Should You Put Your Address on Your Resume at All?

For most AI, ML, infra, and LLM candidates in 2026, the answer is straightforward: no, you generally shouldn’t list your full street address. A city or region format is best.
Recruiters and hiring managers almost always contact candidates via email, phone, or LinkedIn, not postal mail. Most communication happens digitally, making a full mailing address redundant on the resume itself. This is not just about convenience; it reflects how the industry actually operates.
Modern ATS and internal recruiting tools typically index candidates based on city, region, country, and sometimes time zone, not by precise street location. When a hiring manager searches for “ML engineers in Austin,” the system looks for city-level matches, not ZIP codes.
The shift happened gradually. Around 2010, email and platforms like LinkedIn began replacing paper-based correspondence. The COVID-19 pandemic accelerated this trend significantly, with remote job postings surging 300 percent on platforms like Indeed between 2020 and 2026.
Rule of Thumb:
Full address = rarely helpful
City/Region = recommended default
No location at all = only in unusual, high-risk cases
Pros and Cons of Including an Address on a Resume in AI and Tech
The decision to include location information is a risk-benefit tradeoff specific to 2026 tech hiring, where remote and hybrid work coexist with some location-sensitive roles.
Potential Pros:
Demonstrating local availability for on-site labs, data centers, or roles requiring physical presence
Passing location filters for “US-only” or “EU-only” AI roles
Signaling eligibility for export-controlled, classified, or regulated work
Showing you are in the same city as a potential employer, which can matter for hybrid positions
Potential Cons:
Privacy and security risks when resumes are uploaded to multiple job boards
Risk of neighborhood-based bias affecting how a hiring manager perceives your application
Irrelevance for fully remote or global-first AI teams
Wasted resume space that could highlight more relevant qualifications
Consider this example: if you are applying for a Bay Area MLOps role, listing “San Jose, CA” helps you pass location filters and signals local availability. But omitting your location entirely might cause the ATS to misclassify you as out of scope.

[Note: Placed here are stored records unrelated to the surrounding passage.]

PR #1402, opened 2017-10-30
[4.0] crowbar_framework:fix filtered nodes in apply_role

Itxaka:
As a side effect of introducing the experimental options for unchanged
and unready nodes into apply_role, there could be some cases in which
even if the nodes where removed from the list to be deployed we still
deployed them. For that issue, a check is done before adding the nodes
into the batches to check that indeed those nodes are going to be
deployed.

There was also a wrong comparision being done of the old_nodes vs
new_nodes in which we used the filtered list of nodes, but we want to
use the original node list without unfiltered to make sure that the
deployments didnt change. For this,the unfiltered list of nodes in the
new deployment is regenerated and used for the role comparision.

(cherry picked from commit adaa2b548543faa3c88c7262415bde369c1f7650)
Backport-of: https://github.com/crowbar/crowbar-core/pull/1401

### DIFF
--- a/crowbar_framework/app/models/service_object.rb
+++ b/crowbar_framework/app/models/service_object.rb
@@ -1096,6 +1096,10 @@ class ServiceObject
     proposal = Proposal.where(barclamp: @bc_name, name: inst).first
     save_proposal = false
 
+    # recreate new_elements with all elements, in case some of the nodes
+    # were hit by the filtering of unready/unchanged nodes,
+    # as we need the full old/new deployment list to compare the role changes
+    new_elements_unfiltered, = expand_items_in_elements(new_deployment["elements"])
     # element_order is an Array where each item represents a batch of roles and
     # the batches must be applied sequentially in this order.
     element_order.each do |roles|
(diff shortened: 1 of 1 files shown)


Itxaka:

Itxaka:
@vuntz cherry-picked latest commit with fixes from master

crowbar_framework/app/models/service_object.rb
```diff
@@ -1188,6 +1202,9 @@ def apply_role(role, inst, in_queue, bootstrap = false)
               next
             end
 
+            # skip adding nodes to the batch unless they are really in the list to be deployed
+            next unless new_elements[role_name].include?(node_name)
```
vuntz: Not a clean cherry-pick :-)

Itxaka: weeeeird, thats what I get for doing things quick without double checking :(

Itxaka: fixed!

Pros vs. Cons of Listing Your Address
Here’s a practical breakdown of how different location formats affect AI candidates:
What You List | Pros for AI Candidates | Potential Downsides |
Full street address | Proves local residence for on-site roles; helpful for regulated government AI work requiring proof of address | Privacy risk if resume is scraped; potential bias based on neighborhood; unnecessary for 95% of roles |
City, State/Region only | Passes ATS location filters; signals general location without precision; balances clarity with privacy | Slightly less specific for roles requiring exact commute calculations |
Metro area + time zone (e.g., “Bay Area, CA • PST”) | Perfect for remote-friendly roles; communicates scheduling availability; modern and professional | May not satisfy ultra-traditional employers (increasingly rare in tech) |
No location given | Maximum privacy; ideal for high-risk situations or fully anonymous applications | Can trigger ATS misclassification; recruiters may assume you’re not eligible for location-specific roles |
How to Format Location on a Resume (With Concrete Examples)

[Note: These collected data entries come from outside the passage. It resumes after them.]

PR #1404, opened 2017-10-31
dns: skip unchanged nodes from chef run

Itxaka:

time.

Requires: https://github.com/crowbar/crowbar-core/pull/1401

### DIFF
--- a/crowbar_framework/app/models/dns_service.rb
+++ b/crowbar_framework/app/models/dns_service.rb
@@ -188,4 +188,63 @@ class DnsService < ServiceObject
     instance = Crowbar::DataBagConfig.instance_from_role(old_role, role)
     Crowbar::DataBagConfig.save("core", instance, @bc_name, config)
   end
+
+  # try to know if we can skip a node from running chef-client
+  def skip_unchanged_node?(node, old_role, new_role)
+    @logger.debug("DNS skip_batch_for_node? entering: #{node}")
+
+    # if old_role is nil, then we are applying the barclamp for the first time
+    if old_role.nil?
+      @logger.debug("DNS skip_batch_for_node?: not skipping #{node} (new role)")
+      return false
+    end
+
+    # if attributes have changed, we need to run
+    return false if node_changed_attributes?(node, old_role, new_role)
+
+    # if the node changed roles, then we need to apply
+    return false if node_changed_roles?(node, old_role, new_role)
+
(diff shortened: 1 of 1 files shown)


Itxaka:
Tested manually and it works.

Itxaka:
[Skip batches when nothing has changed: DNS barclamp](https://trello.com/c/ObcI205O/189-skip-batches-when-nothing-has-changed-dns-barclamp)

ilausuch:
Hi, before merge this, #1405 #1406, I would like to test a generic alternative. I am working on that

crowbar_framework/app/models/dns_service.rb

Your location should live in the resume header, alongside your name, email, GitHub, and portfolio links. There’s no need for a dedicated “Address” label; simply list your location in a clean, modern format.
Here are concrete, copy-and-pasteable formats you can use:
San Francisco Bay Area, CA • PST
Berlin, Germany (CET), open to remote
Remote – US time zones only
Toronto, ON, Canada • EST
Austin, TX, USA (CST) • Hybrid-flexible
London, UK • GMT • Open to EU relocation
Formatting tips:
Keep the style consistent across your resume, LinkedIn, and platforms like Fonzi
Avoid clutter; location should be one clean line, not a paragraph
Align with the job’s stated location requirements when tailoring your resume
For junior candidates or PhD-level ML researchers applying globally, a format like “Boston, MA • Open to US/EU opportunities” signals flexibility. For a mid-level infra engineer focused on New York-based firms, “New York City, NY • EST” is direct and relevant.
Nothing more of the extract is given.